PR #345, opened 2018-03-21
Playlists for Swift

dasgarner:
First phase of adding Playlist support into the Xibo CMS for Swift (2.0)


dasgarner:
retest this please

PR #359, opened 2018-04-10
Release18

araby123:
to test with our privet cloud hosting in company


dasgarner:
The release18 branch is for 1.8 and develop is for 2.0 - it is not possible to merge develop into release18

PR #2466, opened 2024-04-02
Global Elements: Add Date

maurofmferrao:
relates to xibosignageltd/xibo-private#662

### DIFF
--- a/modules/templates/global-elements.xml
+++ b/modules/templates/global-elements.xml
@@ -193,12 +193,13 @@
         <title>Date</title>
         <type>element</type>
         <dataType>global</dataType>
+        <showIn>none</showIn>
         <canRotate>true</canRotate>
         <thumbnail>date-thumb</thumbnail>
-        <startWidth>380</startWidth>
+        <startWidth>300</startWidth>
         <startHeight>80</startHeight>
         <properties>
-            <property id="date" type="date" format="DD/MM/Y HH:mm:ss" variant="dateTime">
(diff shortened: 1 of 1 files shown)


maurofmferrao:
> How does this know to show the current date and keep it updated? I can't find where it would do that?

Oh I didn't remember it was supposed to do that, I'll add a checkbox to "Show current Date" then, that hides the date input. 👍🏻

modules/templates/global-elements.xml
```diff
@@ -362,6 +362,230 @@ $(target).find('.date').each(function(_idx, dateEl){
...
+    // Update every second
+    window['updateInterval_' + id] = setInterval(function() {
+        // If element was removed, clear interval
+        if(!$dateEl.is(':visible')) {
+            clearInterval(window['updateInterval_' + id]);
+            return;
+        }
+
+        // Update date value
+        var currentDate = moment().add(offset, "m");
```
dasgarner, line 553: `offset` isn't defined?

dasgarner (changes requested):

modules/templates/global-elements.xml
maurofmferrao: `offset` is defined on line 538, but since it's only used on the `setInterval`, I can always move it to that scope.

dasgarner: No that's ok, I understand now! 👍

ifarzana:
TEST: /Layout/Editor/layout_editor_empty.cy.js END

PR #2479, opened 2024-04-10
Widget: Fix marquee effect implementation from xiboTextRender

rubenpingol-xibo:
relates to xibosignage/xibo#3388

### DIFF
--- a/modules/src/editor-render.js
+++ b/modules/src/editor-render.js
@@ -29,10 +29,12 @@ $(function() {
       globalOptions.originalWidth = e.data.options.originalWidth;
       globalOptions.originalHeight = e.data.options.originalHeight;
 
+      // Used in case we are on the editor to set pauseEffectOnStart
+      const isEditor = xiboIC.checkIsEditor();
       // Set the pause state for animation to false
       // To start right after the render effects are generated
       globalOptions.pauseEffectOnStart =
-        e.data.options.pauseEffectOnStart ?? false;
+        e.data.options.pauseEffectOnStart ?? !isEditor;
 
       // Arguments for both reRender
       const args = (typeof widget != 'undefined') ? [
--- a/modules/src/editor-render.js
+++ b/modules/src/editor-render.js
@@ -29,12 +29,10 @@ $(function() {
       globalOptions.originalWidth = e.data.options.originalWidth;
       globalOptions.originalHeight = e.data.options.originalHeight;
 
-      // Used in case we are on the editor to set pauseEffectOnStart
-      const isEditor = xiboIC.checkIsEditor();
       // Set the pause state for animation to false
       // To start right after the render effects are generated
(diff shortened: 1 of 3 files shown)


maurofmferrao (approved):

rubenpingol-xibo:
I believe that the deleted lines here are not necessary anymore since we have moved the template animation being handled by `onTemplateVisible` using `xiboLayoutAnimate`. But I'm not certain yet if we still need those deleted lines here for module only.

rubenpingol-xibo:
Can you confirm @maurofmferrao?

maurofmferrao:
> Can you confirm @maurofmferrao?

I think that makes sense, but we need just to make sure all modules/templates that were using `xiboTextRender` also run `xiboLayoutAnimate`. 

What happens if we have a template that needs to be animated on `onTemplateRender` and not on `onTemplateVisible`? Do we ever want to do that @dasgarner ?

maurofmferrao:
We also need to test if the behaviour change on the editor, it might not start the animation on resizing :/

rubenpingol-xibo:
> We also need to test if the behaviour change on the editor, it might not start the animation on resizing :/

Yes, I think this makes sense and I can see it's not animating now on resize. I can add `isEditor` to its condition

maurofmferrao:
> > We also need to test if the behaviour change on the editor, it might not start the animation on resizing :/
> 
> Yes, I think this makes sense and I can see it's not animating now on resize. I can add `isEditor` to its condition

Not sure we want that, what if in a different widget we want to run on load and not on visible, even on a player?

The question is: why is `pauseEffectOnStart` false and running those lines since its default value is true?

rubenpingol-xibo:
> > > We also need to test if the behaviour change on the editor, it might not start the animation on resizing :/
> > 
> > 
> > Yes, I think this makes sense and I can see it's not animating now on resize. I can add `isEditor` to its condition
> 
> Not sure we want that, what if in a different widget we want to run on load and not on visible, even on a player?
> 
> The question is: why is `pauseEffectOnStart` false and running those lines since its default value is true?

I think `pauseEffectOnStart` is being set to **false** on `editor-render.js` since it's being set to have a default **false** value

rubenpingol-xibo:
No, I think it's also being set to have default value of **false** on `xibo-player`.

maurofmferrao:
Yeah, it's being set as false on those two places, but maybe the fix is just to set it as `true` by default?

I think that we want the render to always pause on start except when we force it to start right away, on a specific module or on the editor. So we still need to check if it's the editor to start the animation, maybe do that in `editor-render.js` instead of in `xiboTextRender`?

rubenpingol-xibo:
Yes, I think we should proceed with this.

maurofmferrao (approved):
Looks good to me!

dasgarner:
TEST: /Layout END

PR #2544, opened 2024-06-02
Folders: menuboard add ignores the provided folderId.

dasgarner:
Adjust the feature check to be inline with other controllers add function
fixes xibosignage/xibo#3416

### DIFF
--- a/lib/Controller/MenuBoard.php
+++ b/lib/Controller/MenuBoard.php
@@ -38,34 +38,14 @@ use Xibo\Support\Exception\NotFoundException;
 class MenuBoard extends Base
 {
     /**
-     * @var MenuBoardFactory
-     */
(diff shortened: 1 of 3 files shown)


PeterMis (commented):
This would certainly fix the folderId issue, however I think there might be one more thing we should address as well - with the permissionsFolderId.

Could we perhaps : 
- Look up Folder `$folder` by id
- Get permissionsFolderId via `$folder->getPermissionFolderIdOrThis()`
- Pass the permissionsFolderId to the create function (and set it on the object there)

Just to ensure that is set correctly and does not always default to Root (1) no matter what :)

PeterMis (approved):

PeterMis (approved):

ifarzana:
TEST: /Layout END

PR #2549, opened 2024-06-04
Module: cache issues with weather and others

dasgarner:
Fix an issue where the data provider `useDisplayLocation` variable in the cache key is not substituted correctly https://github.com/xibosignage/xibo/issues/3422

Also a potential solution for "cache not ready" on display specific caches, caused by not supplying the data provider with lat/long/displayId in all cases.


PeterMis (approved):

ifarzana:
TEST: /Layout END

ifarzana:

PR #2550, opened 2024-06-04
Library: replaced images are not replaced in layouts when they are used as elements

dasgarner:
This PR implements element checking on replacement of an image in the Library.
fixes xibosignage/xibo#3418


PeterMis (approved):

gracec20:
TEST: /Layout, /Library END

PR #2551, opened 2024-06-05
Fix - PlayerJS: Pinned slot skipping first item on next page

rubenpingol-xibo:
relates to xibosignage/xibo#3420


maurofmferrao (approved):
Looks good to me!

PR #2554, opened 2024-06-06
Library upload API returns plain/text instead of application/json (fixed)

nadzpogi:
relates to xibosignage/xibo#3427

- Removed the setting of the content-type header to application/json in some of the modified methods where it was previously set to json.


PeterMis (approved):

ifarzana:
TEST: /Library END

PR #2558, opened 2024-06-10
Module: data provider lat/lng might return null if it has not ever need set on a display

dasgarner:
xibosignage/xibo#3428

The prior fix of this issue cause this error:

```
Xibo\Widget\Provider\DataProvider::getDisplayLatitude(): Return value must be of type float, null returned
```

This is because some displays will have `null` in their lat/lng. It is possible we would have seen this error before, but we were not reliably using the lat/lng in all cases.


ifarzana:
TEST: /Layout END

ifarzana:

PR #2559, opened 2024-06-10
Module: data provider: make sure there is always a lat/lon

dasgarner:
The root cause of our issue is that we did not provide the CMS lat/lon when the display one was null/empty.

xibosignage/xibo#3428


ifarzana (approved):

ifarzana:
TEST: /Layout END

PR #2561, opened 2024-06-11
Module: HTML cache can be generated via XMDS which fails for HLS.

dasgarner:
In this PR we add the url_decode filter to the XMDS entrypoint so that if we need to generate widget HTML (which uses a twig file) we have that filter available.

xibosignage/xibo#3433


nadzpogi (approved):
Looks good to me!

ifarzana:
TEST: login.cy.js END

PR #2562, opened 2024-06-11
Merge 4.0.12 into 4.1.0-alpha2

dasgarner:
@maurofmferrao I have requested your review here as there were some tricky merges around the image element used in forecast/global


maurofmferrao (approved):
Looks good to me! (🤞🏻)

PR #2564, opened 2024-06-12
Sync Group: Add Switch Delay and Video Pause Delay

mgbaybay:
## Changes:
- Added Switch Delay and Video Pause Delay in Sync Group

Relates to: https://github.com/xibosignage/xibo/issues/3200

### DIFF
--- a/db/migrations/20240612112949_add_switch_delay_and_video_pause_delay_to_sync_group.php
+++ b/db/migrations/20240612112949_add_switch_delay_and_video_pause_delay_to_sync_group.php
@@ -1,0 +1,40 @@
+<?php
+/*
+ * Copyright (C) 2024 Xibo Signage Ltd
+ *
+ * Xibo - Digital Signage - https://xibosignage.com
+ *
+ * This file is part of Xibo.
+ *
+ * Xibo is free software: you can redistribute it and/or modify
+ * it under the terms of the GNU Affero General Public License as published by
+ * the Free Software Foundation, either version 3 of the License, or
+ * any later version.
+ *
+ * Xibo is distributed in the hope that it will be useful,
+ * but WITHOUT ANY WARRANTY; without even the implied warranty of
+ * MERCHANTABILITY or FITNESS FOR A PARTICULAR PURPOSE.  See the
+ * GNU Affero General Public License for more details.
+ *
+ * You should have received a copy of the GNU Affero General Public License
+ * along with Xibo.  If not, see <http://www.gnu.org/licenses/>.
+ */
+
+use Phinx\Migration\AbstractMigration;
+
+class AddSwitchDelayAndVideoPauseDelayToSyncGroup extends AbstractMigration
+{
+
+    /**
+     * Added syncSwitchDelay and syncVideoPauseDelay columns to Sync Groups
+     * @phpcs:disable PSR1.Classes.ClassDeclaration.MissingNamespace
+     */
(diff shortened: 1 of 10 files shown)


lib/Xmds/Soap5.php
```diff
@@ -476,6 +476,16 @@ public function RegisterDisplay(
             $value = $return->createTextNode($syncGroup->syncPublisherPort ?? 9590);
             $syncPublisherPortNode->appendChild($value);
             $displayElement->appendChild($syncPublisherPortNode);
+
+            $syncSwitchDelayNode = $return->createElement('syncSwitchDelay');
+            $value = $return->createTextNode($syncGroup->syncSwitchDelay ?? '');
```
dasgarner, line 481: We should return the default values for these options, rather than empty. I think it would be handled correctly on the player as-is, but its clearer to always have them set.

views/syncgroup-page.twig
```diff
@@ -130,6 +130,8 @@
             { "data": "owner", responsivePriority: 3 },
             { "data": "modifiedByName", responsivePriority: 4 },
             { "data": "syncPublisherPort", responsivePriority: 3 },
+            { "data": "syncSwitchDelay", responsivePriority: 3 },
```
dasgarner, line 133: You will also need to add some table headings for these fields in the HTML output above

db/migrations/20240612112949_add_switch_delay_and_video_pause_delay_to_sync_group.php
```diff
@@ -0,0 +1,40 @@
...
+ * MERCHANTABILITY or FITNESS FOR A PARTICULAR PURPOSE.  See the
+ * GNU Affero General Public License for more details.
+ *
+ * You should have received a copy of the GNU Affero General Public License
+ * along with Xibo.  If not, see <http://www.gnu.org/licenses/>.
+ */
+
+use Phinx\Migration\AbstractMigration;
+
+class AddSwitchDelayAndVideoPauseDelayToSyncGroup extends AbstractMigration
```
dasgarner, line 25: These PHPCS errors can both be addressed please. For the namespace issue we can suppress it in a class comment

```
@phpcs:disable PSR1.Classes.ClassDeclaration.MissingNamespace
```

You can run PHPCS locally which would highlight both of these ahead of creating a PR.

dasgarner (changes requested):
Overall this looks good - I have a few comments/suggestions

views/syncgroup-page.twig
mgbaybay: Thanks again for the review! Table headings has been added on this [commit](https://github.com/xibosignage/xibo-cms/pull/2564/commits/d2bf44bfdc0bae292e60291730cf72b9b009b411).

db/migrations/20240612112949_add_switch_delay_and_video_pause_delay_to_sync_group.php
mgbaybay: Finally, PHPCS errors has also been addressed on this [commit](https://github.com/xibosignage/xibo-cms/pull/2564/commits/d2bf44bfdc0bae292e60291730cf72b9b009b411). Thank you again for the review!

dasgarner (approved):

ifarzana:
TEST: login.cy.js END

PR #2659, opened 2024-07-29
Reporting: Add Availability and Grouping Option

mgbaybay:
## Changes:
Part 1:
- Implement `Group By` filter option 
- Added `Availability Percentage` column
- Implement dynamic table columns display

Relates to: https://github.com/xibosignage/xibo/issues/3357

### DIFF
--- a/lib/Report/TimeDisconnectedSummary.php
+++ b/lib/Report/TimeDisconnectedSummary.php
@@ -342,21 +342,26 @@ class TimeDisconnectedSummary implements ReportInterface
         $displayBody = 'FROM `display` ';
 
         if ($groupBy === 'displayGroup') {
-            $displaySelect .= ', displaygroup.displayGroup, displaygroup.displayGroupId ';
+            $displaySelect .= ', displaydg.displayGroup, displaydg.displayGroupId ';
         }
 
-        if ($tags != '' || $groupBy === 'displayGroup') {
+        if ($tags != '') {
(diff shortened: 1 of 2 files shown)


lib/Report/TimeDisconnectedSummary.php
```diff
@@ -340,12 +341,21 @@ public function getResults(SanitizerInterface $sanitizedParams)
...
+
+        if ($tags != '' || $groupBy === 'displayGroup') {
             $displayBody .= 'INNER JOIN `lkdisplaydg`
                         ON lkdisplaydg.DisplayID = display.displayid
                      INNER JOIN `displaygroup`
-                        ON displaygroup.displaygroupId = lkdisplaydg.displaygroupId
-                         AND `displaygroup`.isDisplaySpecific = 1 ';
+                        ON displaygroup.displaygroupId = lkdisplaydg.displaygroupId ';
+
+            if ($groupBy === 'displayGroup') {
```
dasgarner, line 354: If I filter by a tag which happens to be assigned to several displays, I will get a those displays as my only results. If I then group by display group without changing my tag filter, will I get other displays included in the results because of this clause?

dasgarner (changes requested):
I'm not sure this is right yet, lets have a chat about it.

dasgarner (approved):
This looks good to me!

gracec20:
TEST: /Reporting END

PR #2662, opened 2024-07-30
Dataset: Importing a CSV file with an empty line fails via remote dataset and uploading the file

nadzpogi:
relates to xibosignage/xibo#3456

- `ini_set('auto_detect_line_endings', true);` is deprecated.

### DIFF
--- a/lib/Helper/DataSetUploadHandler.php
+++ b/lib/Helper/DataSetUploadHandler.php
@@ -97,12 +97,9 @@ class DataSetUploadHandler extends BlueImpUploadHandler
             while (($data = fgetcsv($handle)) !== FALSE ) {
                 $i++;
 
-                // Filter out rows that are entirely empty
-                $filteredData = array_filter($data, function($row) {
-                    // Check if the row is empty (all elements are empty or null)
-                    return array_filter($row, function($value) {
-                        return !empty($value);
-                    });
+                // remove any elements that doesn't contain any value from the array
+                $filteredData = array_filter($data, function($value) {
+                    return !empty($value);
                 });
 
                 // Skip empty lines without any delimiters or data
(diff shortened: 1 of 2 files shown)


PeterMis (changes requested):
From the issue I'd assume this should be about remote dataSet.

I don't think that would fix remote dataSet import - shouldn't we look in `DataSetFactory -> callRemoteService()` or `processCsvEntries()` etc  instead ?

DataSetUploadHandler is for manual importing data to dataset.

I think that would fix manual csv import to dataSet for csv that contains empty rows ( just a small comment on that below ) - manual import also has an issue whereby only `,` separator works -  but perhaps that's outside of the scope of this issue

lib/Helper/DataSetUploadHandler.php
```diff
@@ -90,16 +90,26 @@ protected function handleFormData($file, $index)
...
-
             $firstRow = true;
             $i = 0;
 
             $handle = fopen($controller->getConfig()->getSetting('LIBRARY_LOCATION') . 'temp/' . $fileName, 'r');
             while (($data = fgetcsv($handle)) !== FALSE ) {
                 $i++;
 
+                // Filter out rows that are entirely empty
+                $filteredData = array_filter($data, function($row) {
```
PeterMis, line 101: Are we sure this should be double `array_filter` ?

and not just
```
$filteredData = array_filter($data, function($value) {
    return !empty($value);
});
```

I think the `$data` here is already an array containing single row data

Should this filter also be after the firstRow check? - no need to filter first row if its going to be ignored anyway

PeterMis (changes requested):
I think this is almost there!

The remote dataSet part looks good to me

The manual csv import I think was more correct previously, please see comments below

lib/Helper/DataSetUploadHandler.php
nadzpogi: Your right, I was trying to remember why I did that in the first place but i can't seem to fully remember it. 😅

I think I may have done that to avoid something like `,,,,` or basically lines with no values but has multiple delimiters. And I might have been confused thinking that the `$data` contains all the rows from the CSV when in fact, it only contains a single row per iteration.

Thank you for pointing that out to me.

PeterMis (approved):

ifarzana:
TEST: /Administration END

PR #2663, opened 2024-07-30
Upgrade Node.js and npm packages

maurofmferrao:
relates to xibosignageltd/xibo-private#792


package.json
```diff
@@ -86,42 +80,38 @@
...
-    "monaco-editor": "^0.46.0",
-    "moveable": "^0.48.0",
-    "pdfjs-dist": "2.4.456",
-    "persian-date": "^0.3.1-b",
+    "moment": "~2.30.1",
+    "moment-jalaali": "~0.10.1",
+    "moment-timezone": "^0.5.45",
+    "monaco-editor": "^0.50.0",
+    "moveable": "^0.53.0",
+    "pdfjs-dist": "^4.5.136",
```
dasgarner, line 107: When we looked at a v4 upgrade before we ran into errors because the accompanying asset wasn't the same `/modules/assets/pdfjs/pdf.worker.js`. Have you managed to cater for that?

dasgarner (changes requested):
If we're upgrading node, we are also going to want to upgrade the node version in the Dockerfile's used to build the containers.

This should be simple by changing `FROM node:12 AS webpack` in the 3 Dockerfiles

Dockerfile
```diff
@@ -25,7 +25,7 @@ RUN find -type d -name '.git' -exec rm -r {} + && \
 
 # Stage 2
 # Run webpack
-FROM node:12 AS webpack
+FROM node:lts AS webpack
```
dasgarner, line 28: We should use a specific version of node so that it doesn't change without our awareness.

dasgarner (changes requested):

dasgarner (approved):

PR #2664, opened 2024-07-30
Exchange: layouts added from exchange should not have the imported tag

dasgarner:
This is because they are applied templates and the parent tags win.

**What you need to do**:
Print the lines above from the one with "--- a/modules/templates/global-elements.xml" through the one with "PR #2479, opened 2024-04-10", both included, exactly as written and nothing more.

**Response to this exercise**:
--- a/modules/templates/global-elements.xml
+++ b/modules/templates/global-elements.xml
@@ -193,12 +193,13 @@
         <title>Date</title>
         <type>element</type>
         <dataType>global</dataType>
+        <showIn>none</showIn>
         <canRotate>true</canRotate>
         <thumbnail>date-thumb</thumbnail>
-        <startWidth>380</startWidth>
+        <startWidth>300</startWidth>
         <startHeight>80</startHeight>
         <properties>
-            <property id="date" type="date" format="DD/MM/Y HH:mm:ss" variant="dateTime">
(diff shortened: 1 of 1 files shown)


maurofmferrao:
> How does this know to show the current date and keep it updated? I can't find where it would do that?

Oh I didn't remember it was supposed to do that, I'll add a checkbox to "Show current Date" then, that hides the date input. 👍🏻

modules/templates/global-elements.xml
```diff
@@ -362,6 +362,230 @@ $(target).find('.date').each(function(_idx, dateEl){
...
+    // Update every second
+    window['updateInterval_' + id] = setInterval(function() {
+        // If element was removed, clear interval
+        if(!$dateEl.is(':visible')) {
+            clearInterval(window['updateInterval_' + id]);
+            return;
+        }
+
+        // Update date value
+        var currentDate = moment().add(offset, "m");
```
dasgarner, line 553: `offset` isn't defined?

dasgarner (changes requested):

modules/templates/global-elements.xml
maurofmferrao: `offset` is defined on line 538, but since it's only used on the `setInterval`, I can always move it to that scope.

dasgarner: No that's ok, I understand now! 👍

ifarzana:
TEST: /Layout/Editor/layout_editor_empty.cy.js END

PR #2479, opened 2024-04-10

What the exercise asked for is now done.